Content starts

PR #1073, opened 2026-06-16
Limit decode nesting depth to prevent C stack overflow

### LINKED ISSUE #1033: Stack overflowed when testing test_JSONTestSuite.py on system with small stack size
### Description

System: Windows 1607
Python: 3.10.10
msgspec: 0.21.1

```
(star) PS E:\ProgramData\Pycharm\msgspec> python -m pytest tests/unit
====================================================================== test session starts ======================================================================
platform win32 -- Python 3.10.10, pytest-8.3.5, pluggy-1.5.0
rootdir: E:\ProgramData\Pycharm\msgspec
configfile: .pytest.ini
plugins: anyio-3.6.2
collected 6210 items                                                                                                                                             

tests\unit\test_JSONTestSuite.py ...............................................................................................................Windows fatal exce
ption: stack overflow

Current thread 0x0001b19c (most recent call first):
  File "E:\ProgramData\Pycharm\msgspec\tests\unit\test_JSONTestSuite.py", line 313 in test_invalid
  File "E:\ProgramFiles\Anaconda3\envs\star\lib\site-packages\_pytest\python.py", line 159 in pytest_pyfunc_call
  File "E:\ProgramFiles\Anaconda3\envs\star\lib\site-packages\pluggy\_callers.py", line 103 in _multicall
  File "E:\ProgramFiles\Anaconda3\envs\star\lib\site-packages\pluggy\_manager.py", line 120 in _hookexec
  File "E:\ProgramFiles\Anaconda3\envs\star\lib\site-packages\pluggy\_hooks.py", line 513 in __call__
  File "E:\ProgramFiles\Anaconda3\envs\star\lib\site-packages\_pytest\python.py", line 1627 in runtest
  File "E:\ProgramFiles\Anaconda3\envs\star\lib\site-packages\_pytest\runner.py", line 174 in pytest_runtest_call
  File "E:\ProgramFiles\Anaconda3\envs\star\lib\site-packages\pluggy\_callers.py", line 103 in _multicall
  File "E:\ProgramFiles\Anaconda3\envs\star\lib\site-packages\pluggy\_manager.py", line 120 in _hookexec
  File "E:\ProgramFiles\Anaconda3\envs\star\lib\site-packages\pluggy\_hooks.py", line 513 in __call__
  File "E:\ProgramFiles\Anaconda3\envs\star\lib\site-packages\_pytest\runner.py", line 242 in <lambda>
  File "E:\ProgramFiles\Anaconda3\envs\star\lib\site-packages\_pytest\runner.py", line 341 in from_call
  File "E:\ProgramFiles\Anaconda3\envs\star\lib\site-packages\_pytest\runner.py", line 241 in call_and_report
  File "E:\ProgramFiles\Anaconda3\envs\star\lib\site-packages\_pytest\runner.py", line 132 in runtestprotocol
  File "E:\ProgramFiles\Anaconda3\envs\star\lib\site-packages\_pytest\runner.py", line 113 in pytest_runtest_protocol
  File "E:\ProgramFiles\Anaconda3\envs\star\lib\site-packages\pluggy\_callers.py", line 103 in _multicall
  File "E:\ProgramFiles\Anaconda3\envs\star\lib\site-packages\pluggy\_manager.py", line 120 in _hookexec
  File "E:\ProgramFiles\Anaconda3\envs\star\lib\site-packages\pluggy\_hooks.py", line 513 in __call__
  File "E:\ProgramFiles\Anaconda3\envs\star\lib\site-packages\_pytest\main.py", line 362 in pytest_runtestloop
  File "E:\ProgramFiles\Anaconda3\envs\star\lib\site-packages\pluggy\_callers.py", line 103 in _multicall
  File "E:\ProgramFiles\Anaconda3\envs\star\lib\site-packages\pluggy\_manager.py", line 120 in _hookexec
  File "E:\ProgramFiles\Anaconda3\envs\star\lib\site-packages\pluggy\_hooks.py", line 513 in __call__
  File "E:\ProgramFiles\Anaconda3\envs\star\lib\site-packages\_pytest\main.py", line 337 in _main
  File "E:\ProgramFiles\Anaconda3\envs\star\lib\site-packages\_pytest\main.py", line 283 in wrap_session
  File "E:\ProgramFiles\Anaconda3\envs\star\lib\site-packages\_pytest\main.py", line 330 in pytest_cmdline_main
  File "E:\ProgramFiles\Anaconda3\envs\star\lib\site-packages\pluggy\_callers.py", line 103 in _multicall
  File "E:\ProgramFiles\Anaconda3\envs\star\lib\site-packages\pluggy\_manager.py", line 120 in _hookexec
  File "E:\ProgramFiles\Anaconda3\envs\star\lib\site-packages\pluggy\_hooks.py", line 513 in __call__
  File "E:\ProgramFiles\Anaconda3\envs\star\lib\site-packages\_pytest\config\__init__.py", line 175 in main
  File "E:\ProgramFiles\Anaconda3\envs\star\lib\site-packages\_pytest\config\__init__.py", line 201 in console_main
  File "E:\ProgramFiles\Anaconda3\envs\star\lib\site-packages\pytest\__main__.py", line 9 in <module>
  File "E:\ProgramFiles\Anaconda3\envs\star\lib\runpy.py", line 86 in _run_code
  File "E:\ProgramFiles\Anaconda3\envs\star\lib\runpy.py", line 196 in _run_module_as_main
(star) PS E:\ProgramData\Pycharm\msgspec>
```

### Reproduce

1. Run `python -m pytest tests/unit` on system with small stack size, e.g. old windows, embeded devices.
  On system with normal stack size, increase recursion limit at the head of test file before running tests.
```python
import sys
sys.setrecursionlimit(40000)
```
2. For each `[]`, msgspec enters multiple stacks:
```
json_decode_list -> json_decode -> json_decode_nocustom -> json_decode_array -> json_decode_list -> ...
```
3. Stack overflow occurs before reaching python's recursion limit.

This could lead to DoS security risk in some cases, as attackers can send a deeply recursive json to shutdown server

Siyet:
Closes #1033.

Content ends

### What to do
Among the lines of the data above, count those containing the word "runpy" and report the total alone.

### Written response
2